EXTRACTED ENTRIES START

PR #990, opened 2022-06-30
Extract interface of event for CSS Animations & CSS Transitions

dontcallmedom:


src/browserlib/extract-events.mjs
```diff
@@ -310,20 +310,37 @@ export default function (spec) {
...
+      // CSS Animation & Transitions document the event in the heading
+      // of the section where the definitions are located
+      let currentEl = container.parentNode;
+      while(currentEl) {
+	if (currentEl.tagName.match(/^H[1-6]$/)) {
+	  break;
+	}
+	currentEl = currentEl.previousElementSibling;
+      }
+      const interfaceEl = currentEl.querySelector("code");
```
tidoust, line 329:
```suggestion
      const interfaceEl = currentEl?.querySelector("code");
```

(We may have to process other specs that use `<dt>` and do not have a section heading at the same level (e.g. because definition table is wrapped in a `<div>` for some reason)

src/browserlib/extract-events.mjs
```diff
@@ -310,20 +310,37 @@ export default function (spec) {
...
+      }
     }
     const ev = events.find(e => isSameEvent(event, e));
     if (!ev) {
+      if (iface) {
+	event.interface = iface;
+      }
       event.bubbles = bubbles;
       events.push(event);
       console.error(`[reffy] No interface hint found for event definition ${event.type} in ${spec.title}`);
```
tidoust, line 341:
```suggestion
      if (!iface) {
        console.error(`[reffy] No interface hint found for event definition ${event.type} in ${spec.title}`);
      }
```

src/browserlib/extract-events.mjs
```diff
@@ -310,20 +310,37 @@ export default function (spec) {
...
     } else {
+      ev.interface = iface;
```
tidoust, line 343:
```suggestion
      if (iface) {
        ev.interface = iface;
      }
```

tidoust (commented):
Looks good with inline suggestions.

(I'll re-process the code once we're done with all updates to use consistent indentation throughout, but just wish we'd be able to fix the issue once and for all...)

PR #1014, opened 2022-07-14
Add 1mn timeout for Respec generation

tidoust:
Respec will never be able to generate a spec that has a syntax error in its Respec configuration. In such cases, Respec will never resolve the "ready" promise.

This update adds a 1mn timeout to make sure that the crawler does not get stuck waiting forever.

(Updated prompted by a [config bug in the PNG spec](https://github.com/w3c/PNG-spec/pull/141) that makes the crawler loop forever)


tidoust:
Taking the liberty to merge so that Webref crawling jobs may resume

PR #1015, opened 2022-07-14
Add post-processor and events post-processing module 

tidoust:
This is a breaking change. It does two main things:
1. It adds a post-processing stage to Reffy. This makes it possible and easy to run modules that may need to mix data extracted by multiple crawling modules, and/or to mix data generated from other specs. The update converts logic that used to be hardcoded in the crawler such as idlparsed generation to post-processing modules.
2. It adds an "events" post-processing module to consolidate event extracts.

More precisely, changes are:
- Add a post-processor library that can run post-processing modules either at the spec level or at the crawl level.
- Convert generateIDLParsed/saveIDLParsed and generateIDLNames/saveIDLNames to post-processing modules "idlparsed" and "idlnames". The former runs at the spec level. The latter runs at the crawl level.
- Create a "csscomplete" post-processing module for post-crawl CSS completing tasks that were previously hardcoded in the crawler.
- Create an "events" post-processing module that integrates the non-patch logic done in webref's PR https://github.com/w3c/webref/pull/650
- Add a `--post` option to Reffy's CLI to specify the post-processing modules to run. None are run by default. This means that "idlparsed" and "idlnames" are no longer generated by default during a crawl. This also means that CSS properties are not completed (e.g. with the IDL attributes they generate) by default either.
- Add a `--crawl` option to Reffy's CLI to make it skip the crawl and rather ingest a crawl result. The option is only really useful when combined with the new `--post` option. It makes it possible to run post-processing modules on an existing crawl result.
- Make the crawler skip the crawl step when the `--crawl` option is used.
- Drop the "generate-idlparsed" and "generate-idlnames" CLI tools. Same result may now be achieved by running the "idlparsed" and "idlnames" post-processing modules through Reffy's CLI.
- Expose the post-processor as an entry in `index.js`.

Bugs fixed along the way:
- The `isLatestLevelThatPasses` function could crash due to a check being done too early.
- The crawler was not setting the right `crawled` property initially.
- The events extraction expected `crawled` to be set on the spec object, but it is typically set "after" the crawler is done running the modules. The window.location URL should be used instead. Tests adjusted accordingly.

Still missing (could be done later on?):
- Post-processor tests.
- Update README to explain the post-processor.
- Smarter workflow logic to order the post-processing modules based on what they depend on. In practice, that's not needed for now because the only theoretical hiccup is between "idlparsed" and "idlnames" and the former runs at the spec level, so the latter always runs after the former.


tidoust:
I ran the crawler locally and confirms that the new version produces the same extracts as the previous ones.

A few additional notes:
1. The `events` post-processing module generates an `events.json` file in the root output folder and not an `index.json` file under an `events` sub-folder. We'll have to adjust the code that will generate the `@webref/events` package accordingly but that should be a no-brainer.
2. A consequence of 1. is that we could actually envision getting back to `events` for the name of the folder that contains the raw events extracts, instead of `spec-events`.
3. Webref's curation code will need to be adjusted to the new version in any case to run the post-processing modules on the patched results.

dontcallmedom:
> 2\. A consequence of 1. is that we could actually envision getting back to `events` for the name of the folder that contains the raw events extracts, instead of `spec-events`.

+1 to that idea

PR #1018, opened 2022-07-18
Fix exported functions crawlSpecs and getInterfaceTreeInfo

tidoust:
The `getTreeInfo` entry point should have been renamed into `getInterfaceTreeInfo`.

The `crawlSpecs` function targeted the `crawlList` crawl function instead of `crawlSpecs`. I'm not clear that was intended and it would be easier for the curation job in webref to directly call `crawlSpecs`. Let's use the major version bump opportunity to fix this. I added a `crawlList` exported function in case someone actually used that entry point.

### DIFF
--- a/index.js
+++ b/index.js
@@ -1,7 +1,6 @@
 module.exports = {
   parseIdl: require("./src/cli/parse-webidl").parse,
   crawlSpecs: require("./src/lib/specs-crawler").crawlSpecs,
-  crawlList: require("./src/lib/specs-crawler").crawlList,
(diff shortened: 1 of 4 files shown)


dontcallmedom (approved):
FWIW `crawlSpecs` pointing to `crawlList` dates back from the origin the package https://github.com/w3c/reffy/pull/454 ; I recall changing the name (because crawlList feels a bit unspecific), but I don't recall why I picked that method over `crawlSpecs`

Issue #1028, opened 2022-07-25
Extract full CSS at-rule preamble and syntax


pyoor:
Currently, the only thing related to CSS at-rules that is extracted are the descriptors associated with a particular at-rule.  The problem with this, is that ignores any syntax related to the pre-amble and body of the at-rule.  For instance, the CSS @counter-style rule, defines the following syntax:

`@counter-style <counter-style-name> { <declaration-list> }`

The `<counter-style-name>` valuespace is recorded, but not in the context of the at-rule syntax.  The `<declaration-list>` is comprised solely of descriptors in `<key>: <value>` pairs as per https://drafts.csswg.org/css-syntax-3/#typedef-declaration-list.  It'd be great if this this information is also extracted, and that the data is stored in a similar fashion to that of [mdn/data](https://github.com/mdn/data/blob/main/css/at-rules.json).  

For example:

```json
{
  "@counter-style": {
    "value": "@counter-style <counter-style-name> { <declaration-list> }",
    "descriptors": {
      "additive-symbols": {
        "for": "@counter-style",
        "value": "[ <integer> && <symbol> ]#"
      },
      "fallback": {
        "for": "@counter-style",
        "value": "<counter-style-name>"
      },
      "negative": {
        "for": "@counter-style",
        "value": "<symbol> <symbol>?"
      },
      "pad": {
        "for": "@counter-style",
        "value": "<integer> && <symbol>"
      },
      "prefix": {
        "for": "@counter-style",
        "value": "<symbol>"
      },
      "range": {
        "for": "@counter-style",
        "value": "[ [ <integer> | infinite ]{2} ]# | auto"
      },
      "speak-as": {
        "for": "@counter-style",
        "value": "auto | bullets | numbers | words | spell-out | <counter-style-name>"
      },
      "suffix": {
        "for": "@counter-style",
        "value": "<symbol>"
      },
      "symbols": {
        "for": "@counter-style",
        "value": "<symbol>+"
      },
      "system": {
        "for": "@counter-style",
        "value": "cyclic | numeric | alphabetic | symbolic | additive | [ fixed <integer>? ] | [ extends <counter-style-name> ]"
      }
    }
  }
}
```

tidoust:
Thanks for the suggestion, @pyoor. I prepared an update to the CSS extraction code in #1033 that should take care of generating the appropriate structure (I just did not index descriptors by name).

[...]

PR #1033, opened 2022-07-29
Extract CSS at-rules, move descriptors under at-rules

tidoust:
This creates an `atrules` property in CSS extracts that contains at-rules syntax as suggested in #1028. Descriptors associated with an at-rule (and all selectors are associated with an at-rule in practice) now appear under the at-rule definition.

The new `atrules` property contains a `value` property when a formal syntax could be extracted from the spec, and a `descriptors` array that lists descriptors associated with the at-rule (if any).

**Breaking change:** The former `descriptors` property that appeared at the root level of the extract no longer exists. The same info can be found under the `atrules` property.

This update also adjusts a couple of tests and adds two new tests on at-rules extraction.

The code can only extract the formal syntax of an at-rule if it is defined in a `<pre class="prod">` block. That is the case in most CSS specs, but some of the definitions are done in `<pre>` tags without any class for now (e.g. `@counter-style` and `@scroll-timeline`). The specs need fixing or the extraction logic needs to also parse mere `<pre>` tags (but that seems fragile).

As opposed to the structure proposed in #1028, the list of descriptors is not indexed by the descriptor's name.

For instance, the `@container` at-rule would lead to:

```json
{
  "@container": {
    "value": "@container [ <container-name> ]? <container-condition> { <stylesheet> }",
    "descriptors": [
      {
        "name": "width",
        "for": "@container",
        "value": "<length>",
        "type": "range"
      },
      {
        "name": "height",
        "for": "@container",
        "value": "<length>",
        "type": "range"
      },
      {
        "name": "inline-size",
        "for": "@container",
        "value": "<length>",
        "type": "range"
      },
      {
        "name": "block-size",
        "for": "@container",
        "value": "<length>",
        "type": "range"
      },
      {
        "name": "aspect-ratio",
        "for": "@container",
        "value": "<ratio>",
        "type": "range"
      },
      {
        "name": "orientation",
        "for": "@container",
        "value": "portrait | landscape",
        "type": "discrete"
      }
    ]
  }
}
```

Creating the pull request as draft as I still need to run additional tests to make sure that the code successfully extracts all known at-rules defined in CSS specs (or that the specs need fixing).

### DIFF
--- a/src/browserlib/extract-cssdfn.mjs
+++ b/src/browserlib/extract-cssdfn.mjs
@@ -13,15 +13,37 @@ import informativeSelector from './informative-selector.mjs';
 export default function () {
   let res = {
     properties: extractTableDfns(document, 'propdef', { unique: true }),
-    descriptors: extractTableDfns(document, 'descdef', { unique: false }),
+    atrules: {},
     valuespaces: extractValueSpaces(document)
   };
+  let descriptors = extractTableDfns(document, 'descdef', { unique: false });
 
   // Try old recipes if we couldn't extract anything
   if ((Object.keys(res.properties).length === 0) &&
-      (Object.keys(res.descriptors).length === 0)) {
+      (Object.keys(descriptors).length === 0)) {
     res.properties = extractDlDfns(document, 'propdef', { unique: true });
-    res.descriptors = extractDlDfns(document, 'descdef', { unique: false });
+    descriptors = extractDlDfns(document, 'descdef', { unique: false });
+  }
+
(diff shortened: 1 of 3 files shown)


tidoust:
Marking the PR as ready for review as tests confirm that the code correctly extracts anything that can be extracted (see https://github.com/w3c/reffy/issues/1028#issuecomment-1204187717).

dontcallmedom (approved):
I didn't expect this would land so fast, amazing!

EXTRACTED ENTRIES END

Pick each line holding "getting" out of the entries above and return it.

2. A consequence of 1. is that we could actually envision getting back to `events` for the name of the folder that contains the raw events extracts, instead of `spec-events`.
> 2\. A consequence of 1. is that we could actually envision getting back to `events` for the name of the folder that contains the raw events extracts, instead of `spec-events`.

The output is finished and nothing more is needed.